§ Problem description:
Return only those lines of the listing that hold the word "lame".
::::::
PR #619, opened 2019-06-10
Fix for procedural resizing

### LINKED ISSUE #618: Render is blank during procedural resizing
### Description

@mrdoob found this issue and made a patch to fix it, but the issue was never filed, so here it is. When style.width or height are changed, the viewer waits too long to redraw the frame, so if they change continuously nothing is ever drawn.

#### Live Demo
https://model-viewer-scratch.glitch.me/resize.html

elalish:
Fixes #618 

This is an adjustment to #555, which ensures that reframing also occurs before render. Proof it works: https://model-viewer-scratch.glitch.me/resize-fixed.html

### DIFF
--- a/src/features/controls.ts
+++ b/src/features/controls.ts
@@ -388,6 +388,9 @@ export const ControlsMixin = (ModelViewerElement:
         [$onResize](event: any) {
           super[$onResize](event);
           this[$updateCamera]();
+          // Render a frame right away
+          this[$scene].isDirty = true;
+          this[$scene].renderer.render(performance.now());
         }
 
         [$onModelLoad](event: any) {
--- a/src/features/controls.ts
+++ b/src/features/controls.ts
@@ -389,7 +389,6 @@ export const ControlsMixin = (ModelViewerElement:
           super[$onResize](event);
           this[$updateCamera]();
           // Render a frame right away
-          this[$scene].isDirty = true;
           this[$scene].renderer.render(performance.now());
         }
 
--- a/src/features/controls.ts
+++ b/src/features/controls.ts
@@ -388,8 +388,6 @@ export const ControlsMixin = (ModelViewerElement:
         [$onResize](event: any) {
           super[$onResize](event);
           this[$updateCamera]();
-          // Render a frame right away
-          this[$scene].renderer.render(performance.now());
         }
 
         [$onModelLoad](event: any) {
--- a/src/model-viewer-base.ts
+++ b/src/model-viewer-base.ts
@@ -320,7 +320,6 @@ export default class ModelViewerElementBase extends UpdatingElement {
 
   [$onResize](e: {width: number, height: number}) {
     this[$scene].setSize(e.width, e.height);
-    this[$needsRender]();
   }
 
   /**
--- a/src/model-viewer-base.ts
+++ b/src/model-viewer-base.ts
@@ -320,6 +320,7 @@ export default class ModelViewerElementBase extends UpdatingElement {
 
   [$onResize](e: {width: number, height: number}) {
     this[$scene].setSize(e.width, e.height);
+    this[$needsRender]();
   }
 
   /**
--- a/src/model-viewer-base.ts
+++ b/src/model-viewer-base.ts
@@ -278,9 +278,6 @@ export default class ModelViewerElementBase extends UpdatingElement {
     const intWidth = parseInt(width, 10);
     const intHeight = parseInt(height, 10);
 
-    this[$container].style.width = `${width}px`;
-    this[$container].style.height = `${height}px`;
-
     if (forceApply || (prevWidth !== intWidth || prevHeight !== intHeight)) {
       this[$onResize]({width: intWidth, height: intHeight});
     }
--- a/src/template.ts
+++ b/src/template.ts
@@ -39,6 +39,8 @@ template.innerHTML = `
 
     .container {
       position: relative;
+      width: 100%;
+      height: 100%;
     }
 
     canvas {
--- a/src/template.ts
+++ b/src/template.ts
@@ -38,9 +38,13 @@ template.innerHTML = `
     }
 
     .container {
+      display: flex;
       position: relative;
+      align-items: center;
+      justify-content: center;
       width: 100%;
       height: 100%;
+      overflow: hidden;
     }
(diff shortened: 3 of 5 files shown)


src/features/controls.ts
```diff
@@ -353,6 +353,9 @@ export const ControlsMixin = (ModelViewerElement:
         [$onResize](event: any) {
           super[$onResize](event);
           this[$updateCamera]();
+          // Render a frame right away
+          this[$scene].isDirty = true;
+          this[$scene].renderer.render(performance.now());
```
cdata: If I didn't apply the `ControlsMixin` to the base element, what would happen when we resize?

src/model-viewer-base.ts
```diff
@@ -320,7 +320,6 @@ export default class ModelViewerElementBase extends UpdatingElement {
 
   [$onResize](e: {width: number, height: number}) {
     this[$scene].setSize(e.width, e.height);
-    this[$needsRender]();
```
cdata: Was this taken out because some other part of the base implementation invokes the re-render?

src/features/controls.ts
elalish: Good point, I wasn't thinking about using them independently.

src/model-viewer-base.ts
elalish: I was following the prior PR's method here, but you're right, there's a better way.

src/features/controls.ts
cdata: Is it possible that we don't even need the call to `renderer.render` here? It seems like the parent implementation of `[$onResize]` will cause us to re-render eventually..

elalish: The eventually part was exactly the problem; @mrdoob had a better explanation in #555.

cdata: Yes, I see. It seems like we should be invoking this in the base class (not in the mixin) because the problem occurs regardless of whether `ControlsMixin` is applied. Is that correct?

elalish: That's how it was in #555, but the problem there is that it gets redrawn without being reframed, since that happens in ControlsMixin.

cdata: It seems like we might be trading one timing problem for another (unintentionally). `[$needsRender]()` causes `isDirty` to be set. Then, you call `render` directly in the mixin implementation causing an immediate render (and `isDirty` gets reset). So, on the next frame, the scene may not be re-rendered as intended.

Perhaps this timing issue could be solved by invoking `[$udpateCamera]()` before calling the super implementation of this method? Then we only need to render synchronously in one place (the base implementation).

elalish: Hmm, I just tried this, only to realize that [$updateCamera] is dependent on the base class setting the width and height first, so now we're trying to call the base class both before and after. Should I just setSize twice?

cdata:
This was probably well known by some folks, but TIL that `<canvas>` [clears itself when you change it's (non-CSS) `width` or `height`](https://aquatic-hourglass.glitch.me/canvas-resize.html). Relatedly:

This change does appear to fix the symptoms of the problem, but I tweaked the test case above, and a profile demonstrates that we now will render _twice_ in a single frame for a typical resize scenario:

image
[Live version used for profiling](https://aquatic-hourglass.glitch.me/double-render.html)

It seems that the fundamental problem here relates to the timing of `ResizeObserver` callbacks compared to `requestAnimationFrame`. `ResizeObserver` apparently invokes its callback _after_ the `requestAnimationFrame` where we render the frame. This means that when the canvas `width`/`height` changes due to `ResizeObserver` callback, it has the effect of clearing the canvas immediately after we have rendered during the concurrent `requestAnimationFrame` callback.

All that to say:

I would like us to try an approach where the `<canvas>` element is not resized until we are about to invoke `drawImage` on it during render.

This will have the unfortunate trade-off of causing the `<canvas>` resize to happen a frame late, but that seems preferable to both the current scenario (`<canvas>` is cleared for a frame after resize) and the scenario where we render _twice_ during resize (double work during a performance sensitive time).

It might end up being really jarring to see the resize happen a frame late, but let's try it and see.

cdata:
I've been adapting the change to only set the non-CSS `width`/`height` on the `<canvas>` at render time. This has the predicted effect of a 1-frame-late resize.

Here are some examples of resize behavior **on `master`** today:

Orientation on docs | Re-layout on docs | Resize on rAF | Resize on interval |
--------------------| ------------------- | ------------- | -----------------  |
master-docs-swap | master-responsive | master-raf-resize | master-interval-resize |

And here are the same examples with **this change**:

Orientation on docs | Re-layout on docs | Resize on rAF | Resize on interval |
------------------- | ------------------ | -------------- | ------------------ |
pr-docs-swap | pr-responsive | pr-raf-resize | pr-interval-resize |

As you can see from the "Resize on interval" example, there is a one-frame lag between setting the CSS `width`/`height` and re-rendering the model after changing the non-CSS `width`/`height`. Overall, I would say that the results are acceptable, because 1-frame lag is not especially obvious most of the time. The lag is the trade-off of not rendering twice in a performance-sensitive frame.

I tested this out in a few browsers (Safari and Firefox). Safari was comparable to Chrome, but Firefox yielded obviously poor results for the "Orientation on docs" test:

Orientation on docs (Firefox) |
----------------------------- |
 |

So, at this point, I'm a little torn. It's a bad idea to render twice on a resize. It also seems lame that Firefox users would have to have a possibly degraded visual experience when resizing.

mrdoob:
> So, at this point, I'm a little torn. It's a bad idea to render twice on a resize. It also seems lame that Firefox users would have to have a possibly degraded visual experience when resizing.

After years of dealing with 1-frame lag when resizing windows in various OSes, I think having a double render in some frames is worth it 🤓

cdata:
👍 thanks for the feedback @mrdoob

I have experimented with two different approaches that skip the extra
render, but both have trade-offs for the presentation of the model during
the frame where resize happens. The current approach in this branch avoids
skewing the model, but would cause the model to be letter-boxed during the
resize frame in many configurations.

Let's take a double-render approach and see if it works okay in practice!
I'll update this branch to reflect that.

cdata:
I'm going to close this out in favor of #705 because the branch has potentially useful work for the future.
::::::
§ Task result:
So, at this point, I'm a little torn. It's a bad idea to render twice on a resize. It also seems lame that Firefox users would have to have a possibly degraded visual experience when resizing.
> So, at this point, I'm a little torn. It's a bad idea to render twice on a resize. It also seems lame that Firefox users would have to have a possibly degraded visual experience when resizing.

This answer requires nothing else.